I'd appreciate a link so I could hear his whole argument.

You can argue about when it is appropriate to use threads at all. But, if I'm going to use threads, I use a threaded queue for communication exclusively.


I wish X4 would go this route though, as it is entirely bottle necked by simulation speed.


I imagine execution order/consistency is very valuable for 4X games, and most of the time, results are dependent on each other (who wins a battle may depend on the current status of an empire, which is dependent on the outcome of various planet level actions, for example). It'd probably be a very different game to have each action be stateless, could be a cool exercise though


Note that despite using the same two characters, X4 is definitely not a 4X game.


Whoops, my brain just ran right through the word. Looking at X4, it still looks like an incredibly busy game with a very busy gamestate


In some cases you have to. I'm working on a game and absolutely need separate threads for animation, rendering, and constructing meshes (it's kind of procedural - is part 3d map renderer).


Sim games (eg SimCity, Sims) could spend more time on sim than graphics.


Indeed, lot of games are actually single threaded.


In recent years there has been a trend shift away from this, at least in the AAA engines, towards a job system. This makes sense: you have a thread per core and you create jobs to “go wide” when you can. See for example Unity’s Job system it’s the GDC talk by Naughty Dog from a few years ago.

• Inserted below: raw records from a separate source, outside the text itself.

PR #309, opened 2023-07-04
Update Safe Dependencies

bh2smith:
Recently Safe Team officially dropped support for the transaction service urls [referencing gnosis](https://github.com/5afe/safe-cli/commit/8522b5b559c6d274bb77d651d365cb5c4391951f) so we had to update our packages. This came along with a chain reaction of package updates. I tried to keep them as minimal as possible.

Note that there was a mypy error that had to be ignored.


src/multisend.py
```diff
@@ -49,7 +51,7 @@ def prepend_unwrap_if_necessary(
     the total outgoing ETH is sufficient and unwraps entire WETH balance when it isn't.
     Raises if the ETH + WETH balance is still insufficient.
     """
-    eth_balance = client.get_balance(safe_address)
+    eth_balance = client.get_balance(web3.to_checksum_address(safe_address))
```
gentrexha: This should be already a `web3.to_checksum_address(safe_address)` returned object, no? Since we're already applying that function inside of `constants.py`. What do you think?

gentrexha (changes requested):
There's an instance of `toChecksumAddress` inside of the test class`TestTransactionPost` inside of `test_post_transaction.py`. Are we not running e2e tests as part of the CI-CD pipeline?

src/multisend.py
bh2smith: Yea, perhaps, I will try and remove it and see how it goes.

bh2smith: was not necessary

The big games will also prepare data for rendering in parallel (eg culling and sorting and whatnot, although much if this is also done on the GPU).

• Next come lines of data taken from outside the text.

PR #310, opened 2023-07-04
CIP-27: Order Quote Rewards

bh2smith:
This PR implements quote rewards as specified in [CIP-27](https://snapshot.org/#/cow.eth/proposal/0x64e061568e86e8d2eec344d4a892e4126172b992cabe59a0b24c51c4c7e6cc33).

- The query `order_quotes.sql` returns the number of quotes a solver provided for executed market orders.
- This number is multiplied with the `QUOTE_REWARD` which is 9 COW tokens. It becomes an additional independent column in the payment data frame `merged_df`.
- Additional COW transfers are generated for solvers who earned quote rewards (even if the solver produced an overdraft for batch rewards).


queries/orderbook/order_quotes.sql
```diff
@@ -0,0 +1,9 @@
+with winning_quotes as (SELECT concat('0x', encode(oq.solver, 'hex')) as solver,
```
harisang, line 1: Not claiming anything is wrong with that, but somehow I would feel safer to join also with the `orders` table on `uid`, and ask explicitly that the `class` of the order is `market`.

Will need to think if limit orders create any issues with the accounting here. (it really depends on what the `order_quotes` table contains for such orders).

As a reminder, CIP-27 specifies that it only cares about market orders.

src/fetch/payouts.py
```diff
@@ -344,10 +344,16 @@ def post_cip20_payouts(
     price_day = dune.period.end - timedelta(days=1)
     reward_token = TokenId.COW
 
+    quote_rewards_df = orderbook.get_quote_rewards(dune.start_block, dune.end_block)
+    batch_rewards_df = orderbook.get_solver_rewards(dune.start_block, dune.end_block)
+    merged_df = pandas.merge(
```
harisang, line 375: If I understand correctly, this means that the two payouts (solver and quote) remain completely disjoint, right? I think this is the cleanest approach, and the only "bad" thing about this is that it would lead to doing twice as many COW transfers as we are doing now. But I think it's fine, since verification will remain straightforward, and in any case even now we are a bit wasteful in our transfers.

fhenneke: That logic is not implemented and it is up to us to decide how we want to use the data. We could merge payments if we wanted. You seem to prefer separate payments?
The main advantage of merging other payments (slippage, performance rewards, consistency rewards) was fewer overdrafts and less transfers. Some disadvantages are e.g. that payments are not independent and an error in one of them makes the total payment wrong, or that the logic for computing payments becomes harder to check.

bh2smith: Note that we will need to ensure we are doing a _full outer join_ here and filling null values with zeroes something like `pandas.fillna(0)`.

This would make up for scenarios where solvers are solving, but not quoting and vice versa. Does CIP-27 say anything about solvers to only give quotes and do not solve? Because they do not even need to be registered solvers to do this.

harisang: Per CIP-27, all estimators need to be solvers, and the estimation rewards will be sent to the corresponding solver rewards addresses.

However, it can indeed happen that a solver solves nothing but successfully quotes a few orders.

In any case, I would strongly suggest to keep things completely separate so that debugging/verifying is easier.

.github/workflows/postgres.yaml
```diff
@@ -26,6 +26,7 @@ jobs:
         uses: actions/setup-python@v3
         with:
           python-version: '3.10'
+
```
bh2smith:
```suggestion
```

queries/orderbook/order_quotes.sql
bh2smith: I have addressed this comment (visible a couple of lines below).

queries/orderbook/order_quotes.sql
```diff
@@ -0,0 +1,12 @@
...
+                        FROM trades t
+                               INNER JOIN orders o ON order_uid = uid
+                               JOIN order_quotes oq ON t.order_uid = oq.order_uid
+                        WHERE o.class = 'market'
+                          AND block_number BETWEEN {{start_block}} AND {{end_block}}
+                          AND oq.solver != '\x0000000000000000000000000000000000000000')
+
+SELECT solver, count(*) AS num_quotes
+FROM winning_quotes
+GROUP BY solver
```
bh2smith:
```suggestion
GROUP BY solver

```

harisang:
This looks good! Haven't tested anything yet though but it makes sense. Is there anything still missing? Asking since it is still marked as Draft.

bh2smith:
>  Is there anything still missing?

1. there is still logic missing that connects all this to the payout construction (right now it is just the acquisition of relevant data)
2. Should probably also test this method.
3. Still need to reduce the `COW_BUDGET`

I thought that @fhenneke could branch off of this and implement these items, then they could be merged here and this could all be merged at once when we are ready to "go live". 

If that's the approach, I would prefer to leave this branch in draft state until everything has come together.

fhenneke:

fhenneke:
I added some logic around creating transfers for quote rewards: If the query returns a non-zero amount of reward-worthy quotes for a solver, an additional transfer of COW tokens is created.

I was not able to get the code running locally, so this is not tested. (My python environment seems be configured incorrectly.)

src/fetch/payouts.py
```diff
@@ -153,6 +160,21 @@ def as_payouts(self) -> list[Transfer]:
...
+                    Transfer(
+                        token=Token(COW_TOKEN_ADDRESS),
+                        recipient=self.reward_target,
+                        amount_wei=quote_reward_cow,
+                    )
+                )
+            except AssertionError:
+                logging.warning(
+                    f"Invalid COW Transfer {self.solver} with amount={quote_reward_cow}"
+                )
```
bh2smith: I don't think this is necessary here. If I remember correctly, we have it in other places because the `amount_wei` could be non-positive.

src/fetch/payouts.py
bh2smith: It appears this is what has been done, so I will resolve this issue.

src/fetch/transfer_file.py
```diff
@@ -22,7 +22,7 @@
     FILE_OUT_DIR,
     DOCS_URL,
 )
-from src.fetch.payouts import post_cip20_payouts
+from src.fetch.payouts import post_cip27_payouts
```
bh2smith: In the near future I plan to factor out all pre-cip20 logic from this project and then we will not need this special method name anymore. Thanks for reminding me.

bh2smith (commented):
Everything looks pretty good in this last commit, but I am not sure I understand the purpose of all these "try-catch" blocks with assertion errors. Could you elaborate?

src/fetch/transfer_file.py
bh2smith: In fact, if we rebased this branch on #311, we would not have to touch this code for a rename.

src/fetch/payouts.py
fhenneke: Yes, they are not necessary. I will remove ~them~ it.

fhenneke: Should all the "try-catch" blocks be turned into if statements?
Only one of the 5 try statements can be removed without replacement.

src/fetch/payouts.py
```diff
@@ -139,8 +145,19 @@ def as_payouts(self) -> list[Transfer]:
...
+        result = []
+        if quote_reward_cow > 0:
+            result.append(
+                Transfer(
+                    token=Token(COW_TOKEN_ADDRESS),
+                    recipient=self.reward_target,
+                    amount_wei=quote_reward_cow,
+                )
+            )
+        if self.is_overdraft():
```
harisang, line 158: Is there a reason we changed from `assert not self.is)overdraft()` to this if-statement? (sorry for my ignorance here). I guess we are now explicitly returning here the empty list?

fhenneke: Before this change, only rows without an over draft called this function. To make sure, that this is true, there was an assert statement.

After this change, the function is also called in case of overdrafts (as in an overdraft for batch rewards) since quote rewards are independent of batch rewards and this function handles the creation of all transfers to solvers.

If there is an overdraft, only transfers for quote rewards are created and the rest of the function is skipped. This is my there is this if statement.
If there is no overdraft, the rest of the function is executed as normal.

harisang: Oh good, thanks for clarifying!

harisang (approved):

harisang:
Looks good!

bh2smith:
So -- we can merge this now, but this code will not run as is until the following Dune Spellbook PR lands:

https://github.com/duneanalytics/spellbook/pull/3713

In the event that this does not land early enough we can circumvent the issue by querying the "raw_order_rewards" table directly.

bh2smith:
Update -- that Spellbook PR has been merged. Will merge this too -- but not going to tag the release yet so that next week is still pre-cip27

(Going by GDC talks, the rendering teardown articles and just what I see online from Unity/Unreal. I don’t work in games myself)


Which makes total sense because single thread performance is growing more slowly these days. Used to be you'd double every couple of years but today the midrange is only about 50% faster single threaded than it was in '16. Now if you count all the cores you're still seeing things more than double over that time. Compare these similarly priced CPUs from today and a few years ago: i5-6500 and i5-10500. The latter is maybe 30-40% faster single threaded but has more than double the parallel throughput.


It's true but lot of the main area don't multi-thread well like AI and physics.


I don't know why AI shouldn't thread well, assuming there is more than one actor. As long as they are operating over an immutable view of the game state, each actor should be able to plan independently and enter its commands independently. Likewise, there are probably some tricks you can do with physics. And anyway in most games interactive physics is only done for a few objects in the game world, and those objects are often not interacting with each other, at least not physically. You could cluster the objects that can affect each other and then do each of them single-threaded.


> As long as they are operating over an immutable view of the game state

That's a big issue. There is a surprising amount of back and forth between objects in a single step of gameplay/AI.

And, generally gameplay code tends to be a big mess of wild and ever-changing requirements from gameplay designers, extreme time crunch and short term (1 game then burn it) goals. Ivory tower software architecture it is not...

Clustering physics into "islands" is common practice though.


I'm not a game dev but I do know how software can become a mess. I think engines that are used by many games have a chance to push good practices here.


I mean, not entirely, though the game logic often will be. But usually there is a fair bit of threading going on, and things that are threaded in the engine, or graphics card driver.


would be nice to see updated benchmarks against the C++ queues - this LMAX queue seems to give 20-25 million messages per second on sandy bridge - the best 1P/1C C++ queue is around 250 million messages per second on a 9900K and I doubt a 9900K is 10 times more performant than a 2600K.

> https://max0x7ba.github.io/atomic_queue/html/benchmarks.html


I am more concerned about worst case latency than going into message rates measured in the billions per second. The load those events will generate far exceeds the load incurred by creating and processing them on the same physical host, so ill never be in a situation where 25 vs 250 million makes a difference.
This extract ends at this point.